DiaPer: End-to-End Neural Diarization with Perceiver-Based Attractors
Federico Landini, Mireia Diez, Themos Stafylakis, Lukáš Burget
TL;DR
DiaPer replaces the encoder-decoder attractors in end-to-end neural diarization with a Perceiver-based attractor decoder to handle variable speaker counts in a non-autoregressive manner. The model uses a frame encoder to produce embeddings and a Latent-based Perceiver decoder to form a fixed set of attractors, combined with conditioning and auxiliary losses to stabilize training. Extensive experiments across 8 kHz and 16 kHz data, Callhome, DIHARD3, and broad wide-band corpora show DiaPer achieving competitive DERs with substantially fewer parameters than many baselines, while highlighting the impact of design choices and training data on cross-domain performance.
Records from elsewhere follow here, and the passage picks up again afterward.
PR #3124, opened 2021-11-06
Fix scanf/printf bugs (one critical, three less so) and constant string warning

nabijaczleweli:
See each commit for warnings from GCC 11.2.0-10.

Found these when building for x32, remaining warnings for a `--mandir=/usr/share/man --libexecdir=/usr/libexec --with-mailpath=/var/mail --gpgme --lua --notmuch --with-ui --gnutls --gss --idn --mixmaster --sasl --tokyocabinet --zlib --zstd --testing` build:
```
notmuch/notmuch.c: In function ‘rename_filename’:
notmuch/notmuch.c:1238:29: warning: ‘%s’ directive output may be truncated writing 3 bytes into a region of size between 0 and 4095 [-Wformat-truncation=]
 1238 |   snprintf(buf, buflen, "%s/%s/%s%s", folder,
      |                             ^~
notmuch/notmuch.c:1238:3: note: ‘snprintf’ output between 6 and 12291 bytes into a destination of size 4096
 1238 |   snprintf(buf, buflen, "%s/%s/%s%s", folder,
      |   ^~~~~~~~~~~~~~~~~~~~~~~~~~~~~~~~~~~~~~~~~~~
 1239 |            (e->read || e->old) ? "cur" : "new", filename, suffix);
      |            ~~~~~~~~~~~~~~~~~~~~~~~~~~~~~~~~~~~~~~~~~~~~~~~~~~~~~~
mutt/regex.c: In function ‘mutt_replacelist_apply’:
mutt/regex.c:406:15: warning: ‘strncpy’ output may be truncated copying between 0 and 1023 bytes from a string of length 2047 [-Wstringop-truncation]
  406 |               strncpy(&dst[tlen], src, cpysize);
      |               ^~~~~~~~~~~~~~~~~~~~~~~~~~~~~~~~~
map autocrypt account undefined at ./docs/gen-map-doc line 64, <XML> line 26.
Error: no ID for constraint linkend: "tunnel".
Error: no ID for constraint linkend: "tunnel-is-secure".
Error: no ID for constraint linkend: "tunnel-is-secure".
Error: no ID for constraint linkend: "autocrypt".
Error: no ID for constraint linkend: "autocrypt-dir".
Error: no ID for constraint linkend: "autocrypt-dir".
Error: no ID for constraint linkend: "autocrypt-dir".
Error: no ID for constraint linkend: "autocrypt-dir".
Error: no ID for constraint linkend: "autocrypt-dir".
Error: no ID for constraint linkend: "autocrypt-dir".
Error: no ID for constraint linkend: "autocrypt-reply".
Error: no ID for constraint linkend: "autocrypt-account-map".
Error: no ID for constraint linkend: "autocrypt-dir".
Error: no ID for constraint linkend: "autocrypt-dir".
Error: no ID for constraint linkend: "autocrypt-dir".
Error: no ID for constraint linkend: "autocrypt-reply".
Error: no ID for constraint linkend: "net-inc".
Error: no ID for constraint linkend: "net-inc".
Error: no ID for constraint linkend: "net-inc".
```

The work also releases code and models to support reproducible research and future improvements in light-weight, end-to-end diarization systems.
Abstract
Until recently, the field of speaker diarization was dominated by cascaded systems. Due to their limitations, mainly regarding overlapped speech and cumbersome pipelines, end-to-end models have gained great popularity lately. One of the most successful models is end-to-end neural diarization with encoder-decoder based attractors (EEND-EDA). In this work, we replace the EDA module with a Perceiver-based one and show its advantages over EEND-EDA; namely obtaining better performance on the largely studied Callhome dataset, finding the quantity of speakers in a conversation more accurately, and faster inference time. Furthermore, when exhaustively compared with other methods, our model, DiaPer, reaches remarkable performance with a very lightweight design. Besides, we perform comparisons with other works and a cascaded baseline across more than ten public wide-band datasets. Together with this publication, we release the code of DiaPer as well as models trained on public and free data.